* Problem statement: Nothing but the lines from the one with "Adding instrumentation and" through the last line of the data should be restated, each word for word.

* Records provided:
=== Begin Enclosure ===

PR #132, opened 2022-04-13
Add to production sample

lorensr:
- Add Dockerfile and shared connectionOptions
- Add HTTP server to provide status
- Don't copy certs to image on build

Adding instrumentation and more README updates in next PR

### DIFF
--- a/production/Dockerfile
+++ b/production/Dockerfile
@@ -1,0 +1,20 @@
+# syntax=docker/dockerfile:1
+
+FROM node:16.14.2-bullseye
+
+RUN apt update && apt install -y ca-certificates
+
+ENV NODE_ENV=production
+WORKDIR /app
+
+COPY ["package.json", "./"]
+RUN npm install --production
+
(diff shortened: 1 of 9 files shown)


vkarpov15 (approved):

production/Dockerfile
```diff
@@ -0,0 +1,20 @@
...
+
+RUN apt update && apt install -y ca-certificates
+
+ENV NODE_ENV=production
+WORKDIR /app
+
+COPY ["package.json", "./"]
+RUN npm install --production
+
+ARG TEMPORAL_SERVER="host.docker.internal:7233"
```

=== End Enclosure ===

* Reply:
Adding instrumentation and more README updates in next PR

### DIFF
--- a/production/Dockerfile
+++ b/production/Dockerfile
@@ -1,0 +1,20 @@
+# syntax=docker/dockerfile:1
+
+FROM node:16.14.2-bullseye
+
+RUN apt update && apt install -y ca-certificates
+
+ENV NODE_ENV=production
+WORKDIR /app
+
+COPY ["package.json", "./"]
+RUN npm install --production
+
(diff shortened: 1 of 9 files shown)


vkarpov15 (approved):

production/Dockerfile
```diff
@@ -0,0 +1,20 @@
...
+
+RUN apt update && apt install -y ca-certificates
+
+ENV NODE_ENV=production
+WORKDIR /app
+
+COPY ["package.json", "./"]
+RUN npm install --production
+
+ARG TEMPORAL_SERVER="host.docker.internal:7233"
```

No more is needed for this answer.